Go through the listing below and say how many lines contain "refs"; write nothing but the number.

╔══

PR #184, opened 2020-06-07
Fix execution of Sonarqube on forked repositories and pull requests

mc1arke:
Github does not expose secrets during the execution of actions on pull requests from forked projects, so the Sonar task would always fail on external pull requests. Additionally, anyone forking the project would have had the Sonarqube step fail unless they'd specifically setup Sonarqube secrets on their fork. To overcome this, the `sonar` step is now executed based on the condition of the `SONAR_TOKEN` secret being present in the current execution environment.

Includes a fix for incorrect syntax and variable references in the Pull Request Sonar analysis block.

### DIFF
--- a/.github/workflows/build.yml
+++ b/.github/workflows/build.yml
@@ -184,6 +184,7 @@ jobs:
             ${{ runner.os }}-gradle-
       -
         name: Sonar
+        if: ${{ env.SONAR_TOKEN != null }}
         run: |
           if [[ $GITHUB_REF == refs/tags/* ]]; then
             ./gradlew sonarqube \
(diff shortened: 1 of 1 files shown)


crazy-max:
@mc1arke I think you can authorize the secret to be exposed for a PR with this setting:

image

This works for me on [here](https://github.com/crazy-max/diun/pull/72) for example

mc1arke:
Those settings specify whether you'd allow a third-party action to execute, but don't cover what secrets they're allowed access to. The secrets screen indicates the secret wont be exposed to actions executed on a PR from a fork:

image

PR #186, opened 2020-06-07
Fix invalid base_ref for release job

crazy-max:
@mc1arke Ref. https://github.com/mc1arke/sonarqube-community-branch-plugin/runs/747411860#step:8:75

### DIFF
--- a/.github/workflows/build.yml
+++ b/.github/workflows/build.yml
@@ -75,7 +75,7 @@ jobs:
 
   release:
     needs: prep
-    if: needs.prep.outputs.release == 'true'
+    if: github.event_name != 'pull_request' && needs.prep.outputs.release == 'true'
     runs-on: ubuntu-latest
     steps:
       -
@@ -161,16 +161,7 @@ jobs:
         name: Sonar
         if: ${{ env.SONAR_TOKEN != null }}
         run: |
-          if [ "${{ needs.prep.outputs.release }}" = 'true' ]; then
-            ./gradlew sonarqube \
-              -Dsonar.pullrequest.provider=github \
-              -Dsonar.pullrequest.github.repository=${{ github.repository }} \
-              -Dsonar.host.url=https://sonarcloud.io \
-              -Dsonar.organization=${SONAR_ORG_KEY} \
-              -Dsonar.projectKey=${SONAR_PROJECT_KEY} \
-              -Dsonar.projectVersion=${{ needs.prep.outputs.version }}
-          elif [ "${{ github.event_name }}" = "pull_request" ]; then
-            PR_BRANCH=${{ github.head_ref }}
+          if [ "${{ github.event_name }}" = "pull_request" ]; then
             ./gradlew sonarqube \
               -Dsonar.pullrequest.provider=github \
               -Dsonar.pullrequest.github.repository=${{ github.repository }} \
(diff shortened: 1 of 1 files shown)


crazy-max:
@mc1arke 

image

image

image

.github/workflows/build.yml
```diff
@@ -71,7 +71,7 @@ jobs:
         name: Checkout
         uses: actions/checkout@v2
         with:
-          ref: ${{ github.event.base_ref }}
+          ref: ${{ github.event.repository.master_branch }}
```
mc1arke, line 74: This is going to prevent releasing off the `release/*` branches which will cause a longer-term issue with back-porting features/fixes to the version that supports the LTS Sonarqube version. Given the priority just now is to release from master so I can get the 8.1 and 8.2 supporting versions out, this isn't a critical issue, but do you have any suggestions for allowing non-master releases?

crazy-max: @mc1arke We can take a look at the [Dump context](https://github.com/mc1arke/sonarqube-community-branch-plugin/runs/747411860#step:3:184) to correlate with the information we need. I will make some tests on my fork.

crazy-max: @mc1arke From what I could find and confirm is that all the projects I could find tagged their release only from the master branch.

Looking at the best practices, the Git flow is based on [this process](https://www.atlassian.com/git/tutorials/comparing-workflows/gitflow-workflow) for the release branches:

> Once the release is ready to ship, it will get merged it into master and develop, then the release branch will be deleted.

.svg?cdnVersion=1060)

The same applied for this [Git branching model](https://nvie.com/posts/a-successful-git-branching-model/#release-branches):

```
$ git checkout master
Switched to branch 'master'
$ git merge --no-ff release-1.2
Merge made by recursive.
(Summary of changes)
$ git tag -a 1.2
```

mc1arke: It wouldn't be practical to try and release this plugin only from master. Since Sonarqube make binary/functional incompatible changes between some of their releases and I'm generally trying to maintain a support the current Sonarqube long-term support version, I need a way of releasing off non-master.

I'm aware this doesn't make releasing particularly simple to manage through an action, so am happy to continue manual releases and have the release job removed from the actions if required.

crazy-max: > It wouldn't be practical to try and release this plugin only from master. Since Sonarqube make binary/functional incompatible changes between some of their releases and I'm generally trying to maintain a support the current Sonarqube long-term support version, I need a way of releasing off non-master.

Indeed if you are working on several releases for backwards compatibility, there is no need to create releases only from the master branch.

> I'm aware this doesn't make releasing particularly simple to manage through an action, so am happy to continue manual releases and have the release job removed from the actions if required.

The only problem here is that you have to push a file on the reference branch to the tag at each release. For me this kind of file "should" be immutable and can be summed up to `version=dev`.
But we can always find the reference to the tag and do a proper checkout at the time of release. I'll keep you in touch.

crazy-max: @mc1arke Ok I've made some changes do deal with branch ref for a tag.

https://github.com/crazy-max/sonarqube-community-branch-plugin/runs/748014873?check_suite_focus=true

image

.github/workflows/build.yml
```diff
@@ -71,19 +71,29 @@ jobs:
...
         uses: actions/checkout@v2
         with:
-          ref: ${{ github.event.base_ref }}
+          fetch-depth: 0
+      -
+        name: Prepare
+        id: prepare
+        run: |
+          echo ::set-output name=tag_name::${GITHUB_REF#refs/tags/}
+          echo ::set-output name=branch_name::$(git --no-pager branch -a --contains "$GITHUB_SHA" | grep 'remotes/origin/' | cut -d '/' -f3)
```
mc1arke, line 80: The `cut` section is going to incorrectly truncate the branch name if it contains a slash. If I use the branch `release/1_3` as an example, this would find the commit on that branch, but then truncate it to `release` which wont match any available branch

mc1arke, line 80: This seems like it has the potential of choosing the wrong branch if a commit appears on multiple branches, such as we have just now on the `release/1_3` branch in this repo

crazy-max:
@mc1arke Ok now I check the gradle props through and if it's a non semver I use the value as our base ref.

crazy-max:
@mc1arke

> check if the properties file was non-snapshot and would execute the release plugin if a non-snapshot version was found.

Ok I get it!

Release workflow: https://github.com/crazy-max/sonarqube-community-branch-plugin/runs/798797932?check_suite_focus=true
Release published: https://github.com/crazy-max/sonarqube-community-branch-plugin/releases/tag/1.3.3

PR #193, opened 2020-06-13
BitBucket decoration fix

vklindukh:
Below are couple of fixes of BitBucket decoration in sq-8_2-support branch

- replace .getAlmRepo() and getAlmSlug() calls (to get correct parameters order in "insights/1.0/projects/%s/repos/%s/" templates)
- fix almSettingDto.getUrl() call (missed method)
- add debug logging (well, for debug)


mc1arke:
Since these changes were part of the work for Sonarqube 8.1, could you update your commit and PR to point at master please? That way they'll be automatically picked up for the 8.2 release.

PR #167, opened 2021-05-25
Transferring small changes to COS Notebooks from nkerman

nkerman:
1. I brought over the changes made during the initial pull requests back to nkerman/notebooks branch main. 
2. There I performed some edits on the notebooks, principally:
* Fixed html rendering issues
* Fixed a couple ToC header issues
* Fixed and updated links

3. I then made a new branch which I will make into my central branch, initially called main2. (_After this PR, I may switch the current main --> main.OLD and the new main2 --> main_). This branch was set up directly from the spacetelescope/notebooks master branch, (i.e. to simplify the history and so in the future we don't have to worry about the old commits in nkerman main where I had not cleared notebook cell outputs.)
4. I cherry picked the commits from main that were not redundant (_some were to delete a few subdirectories which are unnecessary and were never merged to the upstream repo to begin with, like the html_renders directory_)
5. I am now PR-ing those changes to spacetelescope/notebooks master


nkerman:
I renamed main2 --> main, and I will reopen this PR

PR #168, opened 2021-05-25
Transferring small changes to COS Notebooks from nkerman (Revised)

nkerman:
1. I brought over the changes made during the initial pull requests back to nkerman/notebooks branch main. 
2. There I performed some edits on the notebooks, principally:
* Fixed html rendering issues
* Fixed a couple ToC header issues
* Fixed and updated links

3. I then made a new branch which I will make into my central branch, initially called main2. (_After this PR, I may switch the current main --> main.OLD and the new main2 --> main_). This branch was set up directly from the spacetelescope/notebooks master branch, (i.e. to simplify the history and so in the future we don't have to worry about the old commits in nkerman main where I had not cleared notebook cell outputs.)
4. I cherry picked the commits from main that were not redundant (_some were to delete a few subdirectories which are unnecessary and were never merged to the upstream repo to begin with, like the html_renders directory_)
5. **I renamed the branches as discussed in step 3**! This is why I had to re-open this PR, and close the previous iteration.
6. I am now PR-ing those changes to spacetelescope/notebooks master

### DIFF
--- a/README.md
+++ b/README.md
@@ -9,6 +9,15 @@ These notebooks are also under continuous integration to ensure that astronomers
 ## Contents
 
 This repository holds the notebooks themselves, but in a harder-to-read unexecuted form. If you want to view the notebooks online, you should view [the rendered versions](https://spacetelescope.github.io/notebooks).  At present this includes:
+* COS
+  * [Setting up your computer environment to work with COS data](https://spacetelescope.github.io/COS-Notebooks/Setup.html)
+  * [Downloading COS Data from the archive](https://spacetelescope.github.io/COS-Notebooks/DataDl.html)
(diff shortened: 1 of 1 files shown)


eteq (approved):
This is all OK to me but before I merge, one clarifying question - why change all of the `*`/`**`'s to `<b>`/`<tt>`?  The former is slightly better all things being equal because it's actual markdown format and (arguably) slightly more readable.  (I'm ok with it either way, just trying to understand the motivation since we'll probably want to at some point do a "consistency" pass with other notebooks in this repo.

eteq:
Ohhh, gotcha, makes sense! Thanks for the clarification, @nkerman.  May want to sort that out later because it is possible it will confuse some readers, but definitely not a problem for today!

PR #174, opened 2021-08-04
Added document explaining COS' write access rules.

nkerman:
* COS team has determined that frequent, small edits to the notebooks repo will be necessary without a full DMD review; however, guidelines and ground rules need to be set, so that only smaller changes can be merged in this way, and oversight is maintained for significant changes. This document contains these rules.
* Rules determined by @eteq, @nkerman, @mrafelski .
* Rules subject to future change - this should be a living document

### DIFF
--- a/notebooks/COS/COS_notebooks_write_rules.md
+++ b/notebooks/COS/COS_notebooks_write_rules.md
@@ -1,0 +1,103 @@
+# Rules for writing to the [spacetelescope/notebooks GitHub repository](https://github.com/spacetelescope/notebooks/)
+
+**Contributors:** Nat Kerman @nkerman, Marc Rafelski @mrafelski, Erik Tollerud @etollerud
+
+**Updated:** August 03, 2021
+
+---
+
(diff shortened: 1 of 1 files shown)


nkerman:
I have already discussed this document with @eteq and determined that it can be merged into the repo.

nkerman:
@larrybradley, Erik and I wanted to flag this document to you. It outlines the rules we've worked out for when small changes can be made without a full DMD review, and when varying levels of review are necessary.

eteq:
Just to add: I would have approved this anyway had I seen it before merge, although with one minor (= "can ignore if you want") comment: I might change the file name to ``COS_write_access_guidelines.md`` instead of ``COS_notebooks_write_rules.md``, since 1) it's already in the "notebooks" repo so "notebook" is implied, and 2) the "rules" are more guidelines than strict rules. If you want to just do a small commit doing that re-naming and do it directly in git, I have no objection @nkerman (since it would have been just that simple in PR anyway).

PR #179, opened 2021-12-02
Add SplitTag.ipynb Notebook to the repo (COS)

nkerman:
SplitTag.ipynb is a new notebook about using `costools.splittag` to break apart TIME-TAG files.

╚══

▸ SOLUTION TO THIS TASK:
2